The outside edges of the bases that contain nitrogen are also exposed and open to possible hydrogen bonding, in addition to the hydrogen bonds that bind DNA base pairs together. Other molecules, such as proteins, essential for DNA replication and translation, may easily access DNA thanks to these hydrogen bonds (Figure).

Why did it take so long to discover DNA?

Given DNA’s vast biological relevance, it may seem strange that scientists took quite a while to decipher its molecular makeup. Nevertheless, several crucial elements hindered a previous breakthrough:

Theoretical errors: False assumptions, such as the idea that proteins make up DNA, have led research in the wrong directions. 

Competitiveness rather than cooperation: Productive teamwork and open data sharing were sometimes hampered by intense competition among elite researchers.

Experimental constraints: Before advances like X-ray diffraction, researchers had no means of directly seeing proteins at the atomic size.

Concentration on proteins: Considering their higher intricacy, most scientists thought proteins were the carriers of the genetic code, not nucleic acids like DNA.

Identify three possible components of a DNA nucleotide.

The double helix structure of human DNA comprises two parallel strands of chemical components termed nucleotides, as demonstrated by Watson and Crick. There are three main molecular elements found in each nucleotide.

1- The phosphate group gives a DNA strand its connecting structure between nucleotides. Each DNA nucleotide comprises a sugar, a phosphate group, and a base.

2- The structural foundation of DNA nucleotides is the 5-carbon sugar deoxyribose.

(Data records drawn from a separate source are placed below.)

PR #15826, opened 2015-06-17
keep-org-id integrity check.

Colin-Lane:
@leogrim @yingjieMiao


kifi-backend/modules/shoebox/app/com/keepit/integrity/LibraryChecker.scala
```diff
@@ -29,12 +30,40 @@ class LibraryChecker @Inject() (val airbrake: AirbrakeNotifier,
...
+      val lastSeq = getLastSeqNum(LIBRARY_MOVED_NAME)
+      val libraries = libraryRepo.getBySequenceNumber(lastSeq, LIBRARY_FETCH_SIZE)
+      val keepsNeedingUpdate = keepRepo.getByLibraryIds((libraries.map(_.id.get).toSet))
+
+      val nextSeqNum = if (libraries.isEmpty) None else Some(libraries.map(_.seq).max)
+      (nextSeqNum, keepsNeedingUpdate, libraries.map(lib => (lib.id.get, lib)).toMap)
+    }
+
+    keepsNeedingUpdate.foreach { keep =>
+      // library id cannot be None here since we got the keep by looking it up by its library id.
```
leogrim: Actually keep.libraryId should no longer be optional at this point, no need to worry about this.

kifi-backend/modules/shoebox/app/com/keepit/model/KeepRepo.scala
```diff
@@ -19,6 +19,7 @@ trait KeepRepo extends Repo[Keep] with ExternalIdColumnFunction[Keep] with SeqNu
   def getByUserAndUriIds(userId: Id[User], uriIds: Set[Id[NormalizedURI]])(implicit session: RSession): Seq[Keep]
   def getByUserIdAndLibraryId(userId: Id[User], libraryId: Id[Library], excludeSet: Set[State[Keep]] = Set(KeepStates.INACTIVE, KeepStates.DUPLICATE))(implicit session: RSession): Seq[Keep]
   def getByLibraryIdsAndUriIds(libraryIds: Set[Id[Library]], uriIds: Set[Id[NormalizedURI]])(implicit session: RSession): Seq[Keep]
+  def getByLibraryIds(libraryIds: Set[Id[Library]])(implicit session: RSession): Seq[Keep]
```
leogrim, line 22: This could be a lot of keeps, I wouldn't encourage this.

Colin-Lane, line 22: I could put a `Limit` and `Offset` and iterate through the results instead.

kifi-backend/modules/shoebox/app/com/keepit/integrity/LibraryChecker.scala
```diff
@@ -29,12 +30,40 @@ class LibraryChecker @Inject() (val airbrake: AirbrakeNotifier,
...
+    syncLibraryMemberCounts() // reads libraryMembership, updates libraries
+    syncOnLibraryMove() // reads libraries, updates keeps. (This is kind of recursive, but not really as I only update the ones that are wrong.)
+  }
+
+  private[integrity] def syncOnLibraryMove(): Unit = {
+    val timer = new NamedStatsdTimer("LibraryChecker.syncOnLibraryMove")
+    val (nextSeqNum, keepsNeedingUpdate, libraries) = db.readOnlyReplica { implicit s =>
+      val lastSeq = getLastSeqNum(LIBRARY_MOVED_NAME)
+      val libraries = libraryRepo.getBySequenceNumber(lastSeq, LIBRARY_FETCH_SIZE)
+      val keepsNeedingUpdate = keepRepo.getByLibraryIds((libraries.map(_.id.get).toSet))
```
leogrim: It's not necessary to load all these keeps at once, that could be a lot and we just need to stream through them. So we should go through libraries one-by-one, and load and fix their keeps. `LibraryCommander` uses `keepRepo.getByLibrary(libraryId, 0, Int.MaxValue, Set.empty)` to load all the keeps from a single library. Now that could also be a lot of keeps (some libraries have 60k+ keeps), so ideally we're paginating through keeps as well.

leogrim: And actually, `keepRepo.getLibrary` could be updated to use your types `Offset` and `Limit` :)

Colin-Lane: thats the exact comment I just left above.

leogrim:
See my comments on specifics, we should be streaming through data when possible. 

@yingjieMiao @Colin-Lane Another thing regarding the plugin structure: we're now doing 5 or 6 checks that all go through the same libraries, keeping track of their own sequence number, and several of them go through all associated keeps. That's a lot of duplicated work (in terms of loading the same data) and potentially multiple updates of the same model within a few seconds (more write load and it gets noisy as these updates get broadcasted to other services like Cortex or Search). 

Should we instead have this plugin goes through all modified libraries once (e.g. we keep track of a single sequence number in `SystemValueRepo`) and have the various checks happen all at once for each? 

That is, instead of having top level checks, we have one `checkIntegrity(library: Library)` method that encapsulates them for that specific library. That same approach would work for other tables, e.g. listen on `Keep.seq` and call `checkIntegrity(keep: Keep)` on each modified keep. Makes sense?

kifi-backend/modules/shoebox/app/com/keepit/integrity/LibraryChecker.scala
leogrim: Yep, just pointing out that the method already exists, but doesn't have your cool types :)

Colin-Lane:
I understand the approach of reducing duplicated effort and combining writes. I think it is a great idea. However, `syncMemberCounts` reads `memberships` by their sequence number, `syncLibraryLastKeptAndKeepCount` reads `keeps` by their sequence number, and `syncOnLibraryMove` reads `libraries` by their sequence number. Then they modify the library or keep.
Each of these has a different starting condition, so It may not be that straight forward to merge them. I'll look into it a bit more.

I do like the approach of streaming the results in a few at a time though.

leogrim:
Great, then we could have three plugins that listen on library, keeps, and library_memberships. @yingjieMiao is taking a look at this, it's a pattern that goes beyond this PR. 
Here, let's paginate through each library's keeps instead of loading everything before we merge this.

Colin-Lane:
Agreed, I'll paginate then merge.

kifi-backend/modules/shoebox/app/com/keepit/integrity/LibraryChecker.scala
```diff
@@ -29,12 +29,68 @@ class LibraryChecker @Inject() (val airbrake: AirbrakeNotifier,
...
-    syncLibraryLastKeptAndKeepCount()
-    syncLibraryMemberCounts()
+    syncLibraryLastKeptAndKeepCount() // reads keeps, updates libraries
+    syncLibraryMemberCounts() // reads libraryMembership, updates libraries
+    syncOnLibraryMove() // reads libraries, updates keeps. (This is kind of recursive, but not really as I only update the ones that are wrong.)
+  }
+
+  // terminates early when it runs out of elements.
+  @tailrec
+  final def stream[A](f: (Limit, Offset) => Iterable[A], limit: Limit, pageSize: PageSize, currentOffset: Offset = Offset(0))(block: A => Unit): Unit = {
```
yingjieMiao: a few comments on this:
1) a few explanations on the arguments could be helpful. e.g., I initially thought `limit` is the max number of results to be retrieved starting from the `currentOffset`. But Looks like it really means max number of results starting from offset 0? My impression is based on `Math.max(limit.value - currentOffset.value, 0)`, this is 0 if `limit == currentOffset`. As an API reader/user, it's a little surprising for me, or at least deserves some clarification.

2) if you think this pattern is reusable, you could consider add this to some util class, and have a more comprehensive test for it.  @andrewconner @leogrim    thoughts?

3) imperative style perhaps gives much cleaner code. Also, you have something like `var nextSeqNum: SequenceNumber[Library] = lastSeq` below. Not a pure function anyway.

4) in what follows, `f` involves open up a new db session. In general, we would prefer

```
db.readWrite{  // loop }
```

over 

```
loop { db.readwrite{} }
```

For a library with over 10K keeps (which we have a lot), the method here will open up 10K / 25 sessions,  -- just for one library.  @andrewconner @leogrim

Colin-Lane: I wasn't able to find a simple alternative to finding `nextSeqNum` without using a `var` but would love to hear one. I think I added a comment in there about that. Since we are streaming results, we aren't expecting a return type (that would ruin the whole point of keeping a low memory footprint), so I ended up using a side effect.

I could use an `Iterator` that calculates items on demand instead of a `tail-recursive method` and leave the use case open to a larger set of uses.

kifi-backend/modules/shoebox/app/com/keepit/integrity/LibraryChecker.scala
```diff
@@ -29,12 +29,68 @@ class LibraryChecker @Inject() (val airbrake: AirbrakeNotifier,
...
+    def getLibraries(limit: Limit, offset: Offset): Iterable[Library] = db.readOnlyReplica { implicit s =>
+      libraryRepo.getBySequenceNumber(lastSeq + offset.value, limit.value.toInt)
+    }
+
+    // wasn't sure of a better way to do this, since we want to get the libraries lazily, we can't really return anything or we end up keeping the memory around.
+    var nextSeqNum: SequenceNumber[Library] = lastSeq
+
+    // iterate over LIBRARY_FETCH_SIZE libraries by 25library pages.
+    stream(getLibraries, limit = Limit(LIBRARY_FETCH_SIZE), pageSize = PageSize(25)) { library =>
+      def getKeeps(limit: Limit, offset: Offset): Iterable[Keep] = db.readOnlyReplica { implicit s =>
```
yingjieMiao, line 65: the semantic of `offset` and `limit` here are consistent with our db paging convention (e.g. get `limit` records starting from `offset`. If I understood your code correctly, the arguments in `stream` have different semantic. That caused me some trouble.

Colin-Lane, line 65: Yeah, I noticed that as well, I'll have to revise it to be more clear. Maybe instead of using `Limit` I could create a new case class to show that it is different. Maybe `Count` or `TotalItems`, or even use `Pages` and just go off of that?

kifi-backend/modules/shoebox/app/com/keepit/integrity/LibraryChecker.scala
leogrim: In any case, you don't need `PageSize` when you already have `Offset` and `Limit`. Let's move towards a consistent pattern everywhere, that is `Offset` and `Limit`

yingjieMiao:
I think the paging logic can be greatly simplified if we take an imperative approach here. Just create an `ArrayBuffer` and do stuff from there. I can see you put lots of efforts on pure functional method, but `var nextSeqNum: SequenceNumber[Library] = lastSeq` is a violation of your intent.

In addition, as mentioned, current code opens up too many db sessions.

kifi-backend/modules/shoebox/app/com/keepit/integrity/LibraryChecker.scala
leogrim, line 65: I would stick with `Offset` and `Limit` rather than introducing different pagination patterns. In my experience, `Offset` and `Limit` are actually easier to reason about with streams (as they match the arguments for `.drop` and `.take`).

kifi-backend/modules/shoebox/test/com/keepit/integrity/LibraryCheckerTest.scala
```diff
@@ -98,5 +101,22 @@ class LibraryCheckerTest extends TestKitSupport with SpecificationLike with Shoe
...
+        val libraryChecker = inject[LibraryChecker]
+        val buffer: ArrayBuffer[Long] = new ArrayBuffer[Long]()
+        val iterator = (limit: Limit, offset: Offset) => {
+          val values = offset.value until (offset.value + limit.value)
+          buffer ++= values
+          values
+        }
+        libraryChecker.stream(iterator, needed = Limit(1000), Limit(10)) { x =>
+          // buffer only increases when we get a new page, because we are only adding to it on new page in our iterator function.
+          buffer.size === ((x + 10) - (x % 10))
```
yingjieMiao: interesting. this is just `10(1 + x/10)`

kifi-backend/modules/shoebox/test/com/keepit/integrity/LibraryCheckerTest.scala
```diff
@@ -99,6 +102,23 @@ class LibraryCheckerTest extends TestKitSupport with SpecificationLike with Shoe
...
+        val libraryChecker = inject[LibraryChecker]
+        val buffer: ArrayBuffer[Long] = new ArrayBuffer[Long]()
+        val iterator = (limit: Limit, offset: Offset) => {
+          val values = offset.value until (offset.value + limit.value)
+          buffer ++= values
+          values
+        }
+        libraryChecker.stream(iterator, needed = Limit(1000), Limit(10)) { x =>
+          // buffer only increases when we get a new page, because we are only adding to it on new page in our iterator function.
+          buffer.size === 10 * (1 + x / 10)
```
yingjieMiao, line 116: ah, didn't expect you change that one, unless you find it's simpler...

kifi-backend/modules/shoebox/marketing
```diff
@@ -1 +1 @@
-Subproject commit ed865de3c54ac14255b5ce8411ade7153bcaa344
+Subproject commit 3a5e5c28af64e6adc0626eeffbdc4bc411a58050
```
yingjieMiao, line 1: for this type of thing, you can go to the directory `/keepit/kifi-backend/modules/shoebox/marketing`
and 
`git checkout ed865de3c54ac14255b5ce8411ade7153bcaa344`

should bring it back.

kifi-backend/modules/shoebox/test/com/keepit/integrity/LibraryCheckerTest.scala
Colin-Lane, line 116: They're both pretty much the same.

yingjieMiao:
lgtm. Thanks for the changes and tests!

kifi-backend/modules/shoebox/marketing
andrewconner, line 1: This should never happen. Please be careful, this reverted the marketing site.

PR #15828, opened 2015-06-17
debug IllegalArgumentException

yingjieMiao:
@leogrim @andrewconner


andrewconner:
So weird! Looks good.

PR #15830, opened 2015-06-17
Adding the tag count as "numTags" on the profile stats

jaredpetker:
@andrewconner @eishay Unsure the best way to actually test this, it compiles, tests pass, but I don't think there are actual profile tests, I can look into adding them if desired.


andrewconner:
So sorry for leaving this standing, I just noticed it was open and tagged me. Looks good, merging so you can use it.

jaredpetker:
Cool beans, no worries.

andrewconner:
Tests failed :). Hah, will fix and tag you. @jaredpetker

jaredpetker:
Interesting, nothing failed at the time I thought, I can pull and run the
tests and see what happens.

PR #15832, opened 2015-06-17
Quick keep into it's on directive + slightly better place on the page

stkem:
@andrewconner


andrewconner:
Perfect. Reviewed in person. Ship it!

PR #15834, opened 2015-06-17
Org member validation

ryanpbrewster:
@leogrim @Colin-Lane 

Relatively clean validation logic and some tests to go along with them.

Take a look specifically at the tests. If that is not the behavior we want, we should fix it
sooner rather than later. To me it seems strange to have multiple owners, but
it is all internally consistent (and we have org.ownerId to identify the "true" original owner, if
for some reason we need that).

### DIFF
--- a/kifi-backend/modules/shoebox/app/com/keepit/commanders/OrganizationMembershipCommander.scala
+++ b/kifi-backend/modules/shoebox/app/com/keepit/commanders/OrganizationMembershipCommander.scala
@@ -97,31 +97,32 @@ class OrganizationMembershipCommanderImpl @Inject() (
     val requesterOpt = organizationMembershipRepo.getByOrgIdAndUserId(request.orgId, request.requesterId)
     val targetOpt = organizationMembershipRepo.getByOrgIdAndUserId(request.orgId, request.targetId)
 
-    if (requesterOpt.isEmpty) return false // a non-member can't request anything
-    val requester = requesterOpt.get
-
-    request match {
-      case OrganizationMembershipAddRequest(_, _, _, newRole) => validAdd(requester, targetOpt, newRole)
-      case OrganizationMembershipModifyRequest(_, _, _, newRole) => validModify(requester, targetOpt, newRole)
-      case OrganizationMembershipRemoveRequest(_, _, _) => validRemove(requester, targetOpt)
+    requesterOpt match {
+      case None => false // a non-member can't request anything
+      case Some(requester) =>
+        request match {
+          case OrganizationMembershipAddRequest(_, _, _, newRole) => validAdd(requester, targetOpt, newRole)
+          case OrganizationMembershipModifyRequest(_, _, _, newRole) => validModify(requester, targetOpt, newRole)
+          case OrganizationMembershipRemoveRequest(_, _, _) => validRemove(requester, targetOpt)
+        }
     }
   }
   private def validAdd(requester: OrganizationMembership, targetOpt: Option[OrganizationMembership], newRole: OrganizationRole): Boolean = {
     targetOpt match {
-      case None => newRole <= requester.role
+      case None => requester.role >= newRole
       case Some(_) => false
     }
   }
   private def validModify(requester: OrganizationMembership, targetOpt: Option[OrganizationMembership], newRole: OrganizationRole): Boolean = {
     targetOpt match {
       case None => false
-      case Some(target) => target.role <= requester.role && newRole <= requester.role
+      case Some(target) => (requester.role >= target.role) && (newRole <= requester.role)
     }
   }
   private def validRemove(requester: OrganizationMembership, targetOpt: Option[OrganizationMembership]): Boolean = {
     targetOpt match {
       case None => false
-      case Some(target) => target.role <= requester.role
+      case Some(target) => requester.role >= target.role
     }
   }
 
--- a/kifi-backend/modules/shoebox/app/com/keepit/commanders/OrganizationMembershipCommander.scala
+++ b/kifi-backend/modules/shoebox/app/com/keepit/commanders/OrganizationMembershipCommander.scala
@@ -94,7 +94,35 @@ class OrganizationMembershipCommanderImpl @Inject() (
   }
 
   private def validRequest(request: OrganizationMembershipRequest)(implicit session: RSession): Boolean = {
-    true
+    val requesterOpt = organizationMembershipRepo.getByOrgIdAndUserId(request.orgId, request.requesterId)
+    val targetOpt = organizationMembershipRepo.getByOrgIdAndUserId(request.orgId, request.targetId)
+
+    if (requesterOpt.isEmpty) return false // a non-member can't request anything
+    val requester = requesterOpt.get
+
+    request match {
+      case OrganizationMembershipAddRequest(_, _, _, newRole) => validAdd(requester, targetOpt, newRole)
+      case OrganizationMembershipModifyRequest(_, _, _, newRole) => validModify(requester, targetOpt, newRole)
+      case OrganizationMembershipRemoveRequest(_, _, _) => validRemove(requester, targetOpt)
+    }
+  }
+  private def validAdd(requester: OrganizationMembership, targetOpt: Option[OrganizationMembership], newRole: OrganizationRole): Boolean = {
+    targetOpt match {
+      case None => newRole <= requester.role
+      case Some(_) => false
+    }
+  }
+  private def validModify(requester: OrganizationMembership, targetOpt: Option[OrganizationMembership], newRole: OrganizationRole): Boolean = {
+    targetOpt match {
+      case None => false
+      case Some(target) => target.role <= requester.role && newRole <= requester.role
+    }
+  }
+  private def validRemove(requester: OrganizationMembership, targetOpt: Option[OrganizationMembership]): Boolean = {
+    targetOpt match {
+      case None => false
+      case Some(target) => target.role <= requester.role
+    }
   }
 
   def addMembership(request: OrganizationMembershipAddRequest): Either[OrganizationFail, OrganizationMembershipAddResponse] = {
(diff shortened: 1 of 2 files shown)


kifi-backend/modules/shoebox/app/com/keepit/commanders/OrganizationMembershipCommander.scala
```diff
@@ -94,7 +94,35 @@ class OrganizationMembershipCommanderImpl @Inject() (
   }
 
   private def validRequest(request: OrganizationMembershipRequest)(implicit session: RSession): Boolean = {
-    true
+    val requesterOpt = organizationMembershipRepo.getByOrgIdAndUserId(request.orgId, request.requesterId)
+    val targetOpt = organizationMembershipRepo.getByOrgIdAndUserId(request.orgId, request.targetId)
+
+    if (requesterOpt.isEmpty) return false // a non-member can't request anything
```
ryanpbrewster: Ah, just saw your comment on Colin's PR. I'll fix this.

kifi-backend/modules/shoebox/app/com/keepit/commanders/OrganizationMembershipCommander.scala
```diff
@@ -94,7 +94,36 @@ class OrganizationMembershipCommanderImpl @Inject() (
   }
 
   private def validRequest(request: OrganizationMembershipRequest)(implicit session: RSession): Boolean = {
-    true
+    val requesterOpt = organizationMembershipRepo.getByOrgIdAndUserId(request.orgId, request.requesterId)
+    val targetOpt = organizationMembershipRepo.getByOrgIdAndUserId(request.orgId, request.targetId)
+
+    if (requesterOpt.isEmpty) false // a non-member can't request anything
+    else {
```
Colin-Lane: consider using `requestorOpt.nonEmpty` instead to show the success case first.
Or even matching on the requestOpt.

kifi-backend/modules/shoebox/app/com/keepit/commanders/OrganizationMembershipCommander.scala
```diff
@@ -94,7 +94,36 @@ class OrganizationMembershipCommanderImpl @Inject() (
...
+      request match {
+        case OrganizationMembershipAddRequest(_, _, _, newRole) => validAdd(requester, targetOpt, newRole)
+        case OrganizationMembershipModifyRequest(_, _, _, newRole) => validModify(requester, targetOpt, newRole)
+        case OrganizationMembershipRemoveRequest(_, _, _) => validRemove(requester, targetOpt)
+      }
+    }
+  }
+  private def validAdd(requester: OrganizationMembership, targetOpt: Option[OrganizationMembership], newRole: OrganizationRole): Boolean = {
+    targetOpt match {
+      case None => newRole <= requester.role
```
Colin-Lane: this looks a bit odd, you could use parenthesis `(newRole <= requester.role)`

kifi-backend/modules/shoebox/app/com/keepit/commanders/OrganizationMembershipCommander.scala
```diff
@@ -94,7 +94,36 @@ class OrganizationMembershipCommanderImpl @Inject() (
...
+      case Some(_) => false
+    }
+  }
+  private def validModify(requester: OrganizationMembership, targetOpt: Option[OrganizationMembership], newRole: OrganizationRole): Boolean = {
+    targetOpt match {
+      case None => false
+      case Some(target) => target.role <= requester.role && newRole <= requester.role
```
Colin-Lane: complex boolean expressions are much easier to read with parenthesis wrapping each of the conditionals

kifi-backend/modules/shoebox/test/com/keepit/commanders/OrganizationMembershipCommanderTest.scala
```diff
@@ -52,5 +53,90 @@ class OrganizationMembershipCommanderTest extends TestKitSupport with Specificat
...
+        val memberAddUser = OrganizationMembershipAddRequest(orgId, Id[User](2), Id[User](3), OrganizationRole.MEMBER)
+        orgMemberCommander.addMembership(memberAddUser) === Right(OrganizationMembershipAddResponse(memberAddUser))
+
+        val memberAddUserAsOwner = OrganizationMembershipAddRequest(orgId, Id[User](2), Id[User](5), OrganizationRole.OWNER)
+        orgMemberCommander.addMembership(memberAddUserAsOwner) === Left(OrganizationFail.INSUFFICIENT_PERMISSIONS)
+
+        val noneAddUser = OrganizationMembershipAddRequest(orgId, Id[User](42), Id[User](4), OrganizationRole.MEMBER)
+        orgMemberCommander.addMembership(noneAddUser) === Left(OrganizationFail.INSUFFICIENT_PERMISSIONS)
+
+        val memberAddMember = OrganizationMembershipAddRequest(orgId, Id[User](3), Id[User](1), OrganizationRole.MEMBER)
```
Colin-Lane, line 81: I think `Id[User](1)` here is supposed to be `ownerId`

kifi-backend/modules/shoebox/app/com/keepit/commanders/OrganizationMembershipCommander.scala
ryanpbrewster: I really prefer the unsuccessful-case-first style. Maybe a match is better, though.

kifi-backend/modules/shoebox/app/com/keepit/commanders/OrganizationMembershipCommander.scala
ryanpbrewster: :smile:

kifi-backend/modules/shoebox/test/com/keepit/commanders/OrganizationMembershipCommanderTest.scala
```diff
@@ -52,5 +53,90 @@ class OrganizationMembershipCommanderTest extends TestKitSupport with Specificat
...
+          orgMemberRepo.save(OrganizationMembership(organizationId = orgId, userId = Id[User](1), role = OrganizationRole.OWNER))
+          orgMemberRepo.save(OrganizationMembership(organizationId = orgId, userId = Id[User](2), role = OrganizationRole.MEMBER))
+          orgMemberRepo.save(OrganizationMembership(organizationId = orgId, userId = Id[User](3), role = OrganizationRole.MEMBER))
+          orgMemberRepo.save(OrganizationMembership(organizationId = orgId, userId = Id[User](4), role = OrganizationRole.MEMBER))
+        }
+
+        val orgMemberCommander = inject[OrganizationMembershipCommander]
+
+        val ownerDelMember = OrganizationMembershipRemoveRequest(orgId, Id[User](1), Id[User](2))
+        orgMemberCommander.removeMembership(ownerDelMember) === Right(OrganizationMembershipRemoveResponse(ownerDelMember))
```
Colin-Lane, line 130: Since the request is unmodified, is there a reason to wrap it in a response, or even return it at all?
If only there was an `Either[E, Nothing]` I think no response on the right side would work just fine here.

ryanpbrewster, line 130: By wrapping it we can abuse the typesystem to guarantee certain things. And we could definitely do an Option[OrganizationFail], but I feel like there are use cases where we may want to know what request just succeeded, like telling a user what they just did.

ryanpbrewster, line 130: And it's possible that at some point in the future we may want additional fields in the response. I can't think of any ATM though.

kifi-backend/modules/shoebox/app/com/keepit/commanders/OrganizationMembershipCommander.scala
```diff
@@ -94,7 +94,36 @@ class OrganizationMembershipCommanderImpl @Inject() (
...
+    targetOpt match {
+      case None => false
+      case Some(target) => (requester.role >= target.role) && (newRole <= requester.role)
+    }
+  }
+  private def validRemove(requester: OrganizationMembership, targetOpt: Option[OrganizationMembership]): Boolean = {
+    targetOpt match {
+      case None => false
+      case Some(target) => requester.role >= target.role
+    }
```
leogrim, line 111: When returning `Boolean`, it's nice to have functions named like a question, e.g.  `isValidMembershipRequest`, `isValidAddRequest`, etc...

kifi-backend/modules/shoebox/app/com/keepit/commanders/OrganizationMembershipCommander.scala
```diff
@@ -94,7 +94,36 @@ class OrganizationMembershipCommanderImpl @Inject() (
...
   }
```
leogrim, line 112: The common check `requester.role >= target.role` could be factored out of the smaller functions.
Also it seems like you could spare some `match` statements with `Option.exists`. At these point, additional functions are so short than we may just inline their code in `validRequest`

kifi-backend/modules/shoebox/test/com/keepit/commanders/OrganizationMembershipCommanderTest.scala
leogrim, line 130: I like this typed `Request / Response` pattern. Very explicit and flexible, while making top-level commander method signatures shorter.

kifi-backend/modules/shoebox/app/com/keepit/commanders/OrganizationMembershipCommander.scala
leogrim, line 111: With examples:
- for the common check: `!targetOpt.exists(_.role > requester.role)`
- for modify: `targetOpt.exists(_.role <= requester.role) && newRole <= requester.role`

ryanpbrewster, line 111: I like the exists() change, and it makes the checks short enough that I'm happy inlining them.

However, I prefer to keep the add/modify/remove checks separate, since they're very short and I feel like it's easier to understand each individually.

PR #15837, opened 2015-06-17
endpoint to fix keep visibility

yingjieMiao:
@leogrim 

the endpoint is likely to be temporary. Actual method could be reused later.


kifi-backend/modules/shoebox/app/com/keepit/integrity/LibraryChecker.scala
```diff
@@ -144,4 +144,20 @@ class LibraryChecker @Inject() (val airbrake: AirbrakeNotifier,
...
+      val LIMIT = 500
+      while (!done) {
+        val keepsToFix = keepRepo.getByLibraryIdAndExcludingVisibility(libId, excludeVisibility = Some(lib.visibility), limit = LIMIT)
+        total += keepsToFix.size
+        keepsToFix.foreach { keep => keepRepo.save(keep.copy(visibility = lib.visibility)) }
+        if (keepsToFix.size < LIMIT) done = true
+      }
+      total
+    }
+  }
```
leogrim, line 162: @yingjieMiao @Colin-Lane can we check `visibility` and `organizationId` in one go?

PR #15868, opened 2015-06-19
slack UX and bug-fix

camhashemi:
@andrewconner when a user provides blank inputs, we should remove them before making the API call. But, this manipulates the DOM-binding right before closing the modal, leading to an uncomfortable experience.

My (buggy and) inaccurate solution was to send blank inputs to the backend and filter them there. This new solution filters on the front-end without manipulating the DOM.


andrewconner:
Looks good

PR #15869, opened 2015-06-20
Marketing fixes

andrewconner:


andrewconner:
@sterlingz

andrewconner:
We went over this in person.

3- DNA has four different kinds of nitrogenous nucleotides. Smaller, single-ringed pyrimidines are cytosine (C) and thymine (T), whereas double-ringed purines are adenine (A) and guanine (G). The nitrogenous base that a nucleotide contains determines its name.

Conclusion

The double helix structure of DNA was discovered by Francis Crick and James Watson, which transformed genetics and paved the way for the development of contemporary biotechnology. They discovered the chemical mystery of life itself by deciphering how DNA’s graceful dual helical threads that carry biological information. Watson and Crick used creativity, intelligence, and perseverance to construct the ultimate DNA model while other researchers gathered intriguing hints. Their discovery shaped today’s globe by exploring new areas of knowledge and demonstrating science at its finest. One of the greatest scientific discoveries in human history is still the structure of DNA.